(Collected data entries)
PR #80, opened 2022-01-31
Do not remove config dir because revoke and logout commands will fails

holgerkoser:
This PR fixes a bug that has been introduced with PR #74. It is not possible to remove cloud provider config dir in the session folder before the generated provider-env unset script is executed because the logout / revoke commands in the script will fail.  

Fixes #

**Release note**:

```feature user

```


petersutter (approved):
/lgtm

grolu (approved):
/lgtm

*Assignment*
Write out every line of the data exactly, leaving nothing out.

*Exercise solution*
PR #80, opened 2022-01-31
Do not remove config dir because revoke and logout commands will fails

holgerkoser:
This PR fixes a bug that has been introduced with PR #74. It is not possible to remove cloud provider config dir in the session folder before the generated provider-env unset script is executed because the logout / revoke commands in the script will fail.  

Fixes #

**Release note**:

```feature user

```


petersutter (approved):
/lgtm

grolu (approved):
/lgtm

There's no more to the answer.